- Input data:
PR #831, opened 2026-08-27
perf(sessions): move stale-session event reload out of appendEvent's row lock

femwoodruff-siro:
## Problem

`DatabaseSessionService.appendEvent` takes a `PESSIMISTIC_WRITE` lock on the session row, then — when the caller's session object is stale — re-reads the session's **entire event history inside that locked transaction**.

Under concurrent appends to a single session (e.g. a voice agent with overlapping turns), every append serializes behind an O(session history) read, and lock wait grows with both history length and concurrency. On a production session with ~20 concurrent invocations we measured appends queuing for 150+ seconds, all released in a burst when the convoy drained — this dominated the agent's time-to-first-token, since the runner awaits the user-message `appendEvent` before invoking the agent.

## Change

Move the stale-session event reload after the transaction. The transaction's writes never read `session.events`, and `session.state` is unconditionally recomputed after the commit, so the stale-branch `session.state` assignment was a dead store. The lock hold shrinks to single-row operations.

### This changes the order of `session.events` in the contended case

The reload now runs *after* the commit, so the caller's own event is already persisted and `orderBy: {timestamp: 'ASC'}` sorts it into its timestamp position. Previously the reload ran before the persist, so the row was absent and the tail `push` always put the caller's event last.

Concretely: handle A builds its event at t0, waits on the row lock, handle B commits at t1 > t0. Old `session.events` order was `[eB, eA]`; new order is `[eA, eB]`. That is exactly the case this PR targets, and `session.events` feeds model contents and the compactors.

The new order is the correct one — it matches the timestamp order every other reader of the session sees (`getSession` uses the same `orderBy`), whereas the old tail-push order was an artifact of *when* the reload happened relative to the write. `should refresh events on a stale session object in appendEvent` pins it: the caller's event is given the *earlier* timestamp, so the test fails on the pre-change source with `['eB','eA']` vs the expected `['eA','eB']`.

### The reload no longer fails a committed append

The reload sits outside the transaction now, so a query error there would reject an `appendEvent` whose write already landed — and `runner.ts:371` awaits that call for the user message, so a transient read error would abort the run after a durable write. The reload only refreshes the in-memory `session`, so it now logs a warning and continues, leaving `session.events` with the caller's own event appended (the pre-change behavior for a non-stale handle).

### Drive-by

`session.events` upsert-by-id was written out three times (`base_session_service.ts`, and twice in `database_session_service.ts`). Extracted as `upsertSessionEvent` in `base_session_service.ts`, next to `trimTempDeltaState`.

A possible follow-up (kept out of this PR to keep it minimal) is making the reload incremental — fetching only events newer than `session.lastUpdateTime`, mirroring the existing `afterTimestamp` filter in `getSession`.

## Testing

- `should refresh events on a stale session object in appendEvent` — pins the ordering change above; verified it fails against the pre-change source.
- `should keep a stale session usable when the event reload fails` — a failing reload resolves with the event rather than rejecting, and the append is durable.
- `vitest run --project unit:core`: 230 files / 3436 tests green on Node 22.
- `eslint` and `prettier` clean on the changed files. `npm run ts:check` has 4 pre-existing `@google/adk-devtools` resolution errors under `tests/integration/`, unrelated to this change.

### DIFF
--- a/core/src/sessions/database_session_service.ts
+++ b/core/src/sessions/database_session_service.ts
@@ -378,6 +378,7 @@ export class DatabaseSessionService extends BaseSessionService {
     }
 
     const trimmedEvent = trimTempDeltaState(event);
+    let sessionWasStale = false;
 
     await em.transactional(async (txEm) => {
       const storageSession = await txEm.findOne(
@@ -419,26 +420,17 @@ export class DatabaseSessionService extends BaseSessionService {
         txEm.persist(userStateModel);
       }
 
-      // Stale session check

- Exercise goal: Identify every line above with the string "trimTempDeltaState" in it. Copy those lines.

- Final answer:
`session.events` upsert-by-id was written out three times (`base_session_service.ts`, and twice in `database_session_service.ts`). Extracted as `upsertSessionEvent` in `base_session_service.ts`, next to `trimTempDeltaState`.
     const trimmedEvent = trimTempDeltaState(event);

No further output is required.